Старик заказал немедленно через своего сингапурского агента «громадный» рояль Штейна и Эбгарта. В то время я был капитаном маленького парохода, который вёл торговлю с островами, и мне кое-что известно о «громадном» рояле Фрейи, так как на мою долю выпало отвезти его к ней. С трудом выгрузили мы огромный ящик на плоскую поверхность скалы среди кустарников, и во время этой морской операции едва не вышибли дно у одной из моих шлюпок. Участие принимала вся команда, включая механиков и кочегаров, и, изощряя всю свою изобретательность, прибегнув к рычагам, канатам, валам и наклонным плоскостям из намыленных досок, трудясь на солнцепёке, подобно древним египтянам, сооружающим пирамиду, мы дотащили его до дому и водрузили на западной веранде, игравшей в бёнгало роль гостиной. Затем мы осторожно отодрали доски ящика, и перед нами наконец предстало великолепное чудовище из розового дерева. С благоговейным волнением мы бережно придвинули его к стенке и впервые за целый день вздохнули свободно. Несомненно, это был самый тяжёлый предмет на всём островке со дня сотворения мира. Обилие звуков, издаваемых им в этом бёнгало (игравшем роль деки), было поистине удивительно. Рояль гремел до самого моря. Джеспер Эллен говорил мне, что рано утром на палубе «Бонито» — его удивительно быстрого и красивого брига — он совершенно отчётливо слышал, как Фрейя разыгрывает гаммы. Правда, этот парень всегда бросал якорь безрассудно близко от берега, о чём я ему не раз говорил. Конечно, эти моря спокойны до однообразия, а Семь Островов — особенно тихое и безоблачное местечко. Но всё же иногда полуденная буря над Банкой или даже один из тех зловещих густых шквалов от дальнего берега Суматры внезапно устраивали вылазку на острова, заволакивая их на два-три часа вихрями и синевато-чёрным мраком, чрезвычайно зловещим. Опущенные тростниковые жалюзи отчаянно стучали от порывов ветра, весь бёнгало содрогался до основания, и тогда Фрейя садилась за рояль и в ослепительных вспышках молнии играла дикую музыку Вагнера, а вокруг обрушивались громовые удары, от которых волосы у вас вставали дыбом. В такие минуты Джеспер застывал на веранде, любуясь её гибкой, стройной фигурой, удивительным сиянием её белокурых волос, быстрыми пальцами на клавишах, белизной её шеи… а там, у мыса, бриг вздымался, натягивая канаты в какой-нибудь сотне ярдов от опасных, до блеска чёрных скал. Ух!

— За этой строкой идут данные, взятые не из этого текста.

PR #201, opened 2020-11-13
Nikto tests

SebieF:
When applied this pull request will add a simple integration test for the nikto scanner tested against the bodgeit demo-app.

Branch is forked from sslyze-tests, must probably be considered when merging.


SebieF:
Deprecated

PR #214, opened 2020-11-18
Splitted screenshooter cascading rule into two different rules

rseedorff:
## Checklist

## Description

Splitted screenshooter cascading rule into two different rule because NMAP sometimes identifies the HTTP services on port 443 instead of HTTPS and this leads to errors.


J12934:
Wouln't this lead to two duplicated scans then?

One unsuccessful scan for http://example.com:443
And one successful one for https://example.com:443

rseedorff:
Good point 🤔

PR #1050, opened 2022-03-18
Adding kind cluster name variable to common.mk makefile config (closes #1037)

### LINKED ISSUE #1037: Introduce a makefile config for local kind cluster name
A minor comment here (I am not entirely sure if this belongs directly to this issue): When I have a `kind` cluster with a different name (for example: scb), kind related make targets will fail, e.g.:
```bash
common-kind-import:
	@echo ".: 💾 Importing the image archive '$(module)-$(name).tar' to local kind cluster."
	kind load image-archive ./$(module)-$(name).tar  #fix: --name scb
```
I think it is the only affected make-target.

_Originally posted by @SebieF in https://github.com/secureCodeBox/secureCodeBox/issues/1027#issuecomment-1065044803_

SebieF:
## Description

The PR, once applied, makes sure that the kind command in common.mk also works with local clusters that have a different name than "kind". `kubectl config-current-context` gives the current kind cluster, but its output looks like "kind-scb" for a kind cluster named "scb", so you have to cut off the prefix with the cut command.

(closes #1037)

### Checklist

### DIFF
--- a/common.mk
+++ b/common.mk
@@ -43,9 +43,12 @@ K := $(foreach exec,$(EXECUTABLES),\
 #
 # JEST_VERSION  		Defines the jest version used for executing the tests. Defaults to latest
 #
+# KIND_CLUSTER_NAME:	Defines the name of the kind cluster (created by kind create cluster --name cluster-name)
+#
 # Examples:
 # 	make all IMG_TAG=main
 # 	make deploy IMG_TAG=$(git rev-parse --short HEAD)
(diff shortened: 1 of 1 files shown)


rseedorff (changes requested):

Weltraumschaf (approved):

Weltraumschaf:
Don't know y GH thinks that the change @rseedorff requested is not done yet. For me it looks like done.

Issue #1019, opened 2022-03-07
common.mk does not use python3 (correctly)


SebieF:
### Describe the bug

The file [common.mk](https://github.com/secureCodeBox/secureCodeBox/blob/main/common.mk) used by our Makefiles uses "python" instead of "python3". "python" is the old command for Python 2. Creating an alias with `alias python='python3'` did not work for me in the makefile.
Furthermore, pip and pytest are used without a python command, which results in an error for me.

### Steps To Reproduce
`make unit-tests` in scanners/gir-repo-scanner

### System (please complete the following information):
Ubuntu 20.04 LTS

### Potential fix
Line 29:
Use **python3**
`EXECUTABLES = make docker kind git node npm npx kubectl helm yq java python3`  

Line 79-85:
Add python3:
```bash
install-deps-py:
	@echo ".: ⚙️ Installing all $(module) specific python dependencies."
	python3 -m pip install --upgrade pip setuptools wheel pytest
	cd ./$(module)/ && python3 -m pip install -r requirements.txt

unit-test-py: install-deps-py
	cd ./$(module)/ && python3 -m pytest --ignore-glob='*_local.py' --ignore=tests/docker
```

I think this version will work for most users. *The reason why I did not create a PR immediately is, however, that I don't know how this will behave on MacOS or Windows and it could be potentially breaking there.*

И причина этого, изволите ли видеть, была одна: когда он возвращался ночью на борт и опускал голову на подушку, он чувствовал, что находится так близко от своей Фрейи, спящей в бёнгало, как только возможно при данных обстоятельствах. Слыхали вы о чём-нибудь подобном? И, заметьте, этот бриг должен был стать домом — их домом — плавучим раем, который Джеспер постепенно снаряжал, как яхту, чтобы блаженно проплавать на нём всю свою жизнь вместе с Фрейей. Глупец! Но парень всегда рисковал.

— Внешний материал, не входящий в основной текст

PR #1071, opened 2022-03-29
Make common.mk use python3 (Closes #1019)

### LINKED ISSUE #1019: common.mk does not use python3 (correctly)

SebieF:
## Description
On some systems, the command `python` is either non-existing or actually calling `python3`. This PR, once applied, makes sure, that the correct command is selected and saved in the new `$(PYTHON)` variable and that Python version >= 3.0 is actually used (which is necessary for the makefile).

Also re-enables deactivated unit tests for git-repo-scanner.

To test if the PR works on your system, run the following commands:
```bash
cd scanners/git-repo-scanner
make unit-tests
# Should finish with all tests passed
```

Closes #1019.

### Checklist
Works and tested for the following setups:
- [x] Linux (Ubuntu)
- [x] Linux with Anaconda
- [ ] MacOs 
- [ ] PyEnv

### DIFF
--- a/common.mk
+++ b/common.mk
@@ -25,8 +25,23 @@ ifeq ($(name),)
   $(error name ENV is not set)
 endif
 
+PYTHON = $(shell which python3)
+ifeq ($(PYTHON),)
+  PYTHON = $(shell which python)
+  ifeq ($(PYTHON),)
+  	$(error "PYTHON=$(PYTHON) not found in $(PATH)")
+  endif
+endif
+PYTHON_VERSION_MIN=3.0
+PYTHON_VERSION=$(shell $(PYTHON) -c \
+'import sys; print(float(str(sys.version_info[0]) + "." + str(sys.version_info[1])))')
+PYTHON_VERSION_OK=$(shell $(PYTHON) -c 'print(int($(PYTHON_VERSION) >= $(PYTHON_VERSION_MIN)))' )
+ifeq ($(PYTHON_VERSION_OK), 0) # True == 1
+   $(error "Need python version >= $(PYTHON_VERSION_MIN) (current: $(PYTHON_VERSION))")
+endif
+
 # Thx to https://stackoverflow.com/questions/5618615/check-if-a-program-exists-from-a-makefile
-EXECUTABLES = make docker kind git node npm npx kubectl helm yq java python
+EXECUTABLES = make docker kind git node npm npx kubectl helm yq java $(PYTHON)
 K := $(foreach exec,$(EXECUTABLES),\
         $(if $(shell which $(exec)),some string,$(error "ERROR: The prerequisites are not met to execute this makefile! No '$(exec)' found in your PATH")))
 
@@ -84,11 +99,11 @@ unit-test-js: install-deps-js
 
 install-deps-py:
 	@echo ".: ⚙️ Installing all $(module) specific python dependencies."
-	python -m pip install --upgrade pip setuptools wheel pytest
-	cd ./$(module)/ && pip install -r requirements.txt
+	$(PYTHON) -m pip install --upgrade pip setuptools wheel pytest
+	cd ./$(module)/ && $(PYTHON) -m pip install -r requirements.txt
 
 unit-test-py: install-deps-py
-	cd ./$(module)/ && pytest --ignore-glob='*_local.py' --ignore=tests/docker
+	cd ./$(module)/ && $(PYTHON) -m pytest --ignore-glob='*_local.py' --ignore=tests/docker
 
 unit-test-java:
 	cd ./$(module)/ && ./gradlew test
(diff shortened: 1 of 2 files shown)


malexmave:
Can confirm that the updated Makefile works on MacOS.

common.mk
```diff
@@ -25,8 +25,23 @@ ifeq ($(name),)
...
+'import sys; print(float(str(sys.version_info[0]) + "." + str(sys.version_info[1])))')
+PYTHON_VERSION_OK=$(shell $(PYTHON) -c 'print(int($(PYTHON_VERSION) >= $(PYTHON_VERSION_MIN)))' )
+ifeq ($(PYTHON_VERSION_OK), 0) # True == 1
+   $(error "Need python version >= $(PYTHON_VERSION_MIN) (current: $(PYTHON_VERSION))")
+endif
+
 # Thx to https://stackoverflow.com/questions/5618615/check-if-a-program-exists-from-a-makefile
-EXECUTABLES = make docker kind git node npm npx kubectl helm yq java python
+EXECUTABLES = make docker kind git node npm npx kubectl helm yq java $(PYTHON)
 K := $(foreach exec,$(EXECUTABLES),\
```
Weltraumschaf, line 45: What is `K`?

Weltraumschaf (commented):
Left a question.

Weltraumschaf:
> Would this solve the issue with the zap-advanced nightly build unit-test step? https://github.com/secureCodeBox/secureCodeBox/runs/5713889414 The step "make unit-tests" works locally, but fails on the CI. I have a feeling it has to do with the discrepancy you mentioned.
> 
> Would this solve the issue with the zap-advanced nightly build unit-test step? https://github.com/secureCodeBox/secureCodeBox/runs/5713889414
The step "make unit-tests" works locally, but fails on the CI. I have a feeling it has to do with the discrepancy you mentioned.

Not sure. The log output of the action is quite useless about the cause.

common.mk
SebieF: `$(info $$K is [${K}])` gives `$K is [ some string  some string  some string  some string  some string  some string  some string  some string  some string  some string  some string  some string]`

It is not a change of the PR, but the [link](https://stackoverflow.com/questions/5618615/check-if-a-program-exists-from-a-makefile) mentioned in the comment above states that "K" is necessary as an arbitrary variable name in order to have the right hand side executed immediately.

SebieF:
> Would this solve the issue with the zap-advanced nightly build unit-test step? https://github.com/secureCodeBox/secureCodeBox/runs/5713889414 The step "make unit-tests" works locally, but fails on the CI. I have a feeling it has to do with the discrepancy you mentioned.
> 
> P.S: The Amass issue has been resolved in the main branch. Upping the Amass appVersion or merging main will solve your pipeline issue.

I'm afraid it won't solve the issue.. In the environment variables of the run it says:
` env:
    GO_VERSION: 1.17
    PYTHON_VERSION: 3.9
    NODE_VERSION: 16
    NPM_VERSION: 7
    DOCKER_NAMESPACE: ***`

So Python availability doesn't seem to be an issue there.

common.mk
Weltraumschaf: Maybe you should choose a better name for this variable.

SebieF: It is not part of the PR, should I change it anyway?

Weltraumschaf: Yes, that's the pathfinder rule of clean code: leave the place cleaner than you found it. This rule helps to improve the whole code base step by step over time.

SebieF: @Weltraumschaf Alright I refactored the name :) If possible, could you check if it is running with PyEnv? I think you are using it..

Weltraumschaf: works:

```
» pyenv version
3.9.10 (set by /Users/sst/src/work/scb/secureCodeBox/.python-version)
...
tests/git_repo_scanner_test.py ........                                                                                                                                                                                              [100%]

============================================================================================================ 8 passed in 0.62s =============================================================================================================
```

Weltraumschaf (approved):

Weltraumschaf (changes requested):
There are unsigned commits.

SebieF:
> There are unsigned commits.

Only merge commits are unsigned, is it possible/needed to sign them (DCO does not complain..)? I am afraid to use something like `git rebase --signoff HEAD~2` because of all of the merged commits that do not need to be signed..

Weltraumschaf:
> > There are unsigned commits.
> 
> Only merge commits are unsigned, is it possible/needed to sign them (DCO does not complain..)? I am afraid to use something like `git rebase --signoff HEAD~2` because of all of the merged commits that do not need to be signed..

All of your commits are not signed with a digital signature (either S/MIME or PGP). I do not mean sign-off.

SebieF:
Closed due to issues with signing.

Weltraumschaf:
Upsi, looks like a failed rebase. Maybe this helps for future tasks: https://learngitbranching.js.org/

Помню, однажды я наблюдал с веранды вместе с Фрейей, как бриг приближался с севера к мысу. Полагаю, Джеспер увидел девушку в свою длинную подзорную трубу. И что же он делает? Вместо того чтобы плыть милю-другую вдоль берега, а затем по всем морским правилам бросить якорь, он высматривает просвет между двумя отвратительными старыми зубчатыми рифами, внезапно поворачивает руль и стрелой пускает туда бриг. Все паруса его дрожат и трещат так, что этот треск мы могли слышать на веранде. Должен вам сказать, что я свистнул сквозь зубы, а Фрейя выругалась. Да! Она сжала свои крепкие кулаки, топнула ножкой в красивом коричневом ботинке и сказала: «Черт!» Потом, взглянув на меня, слегка покраснела, правда, не очень сильно, сказала: «Я забыла, что вы тут», — и засмеялась. Да, конечно. Когда появлялся Джеспер, она забывала буквально всех. Встревоженный этой безумной выходкой, я не удержался, чтобы не обратиться за сочувствием к её здравому смыслу.

— Ну, не дурак ли он! — с чувством сказал я.

— Форменный идиот, — горячо согласилась она, прямо глядя на меня своими широко раскрытыми серьёзными глазами, а на щеках её играли улыбчивые ямочки.

— И всё это, — подчеркнул я, — только для того, чтобы встретиться с вами на какие-нибудь двадцать минут раньше.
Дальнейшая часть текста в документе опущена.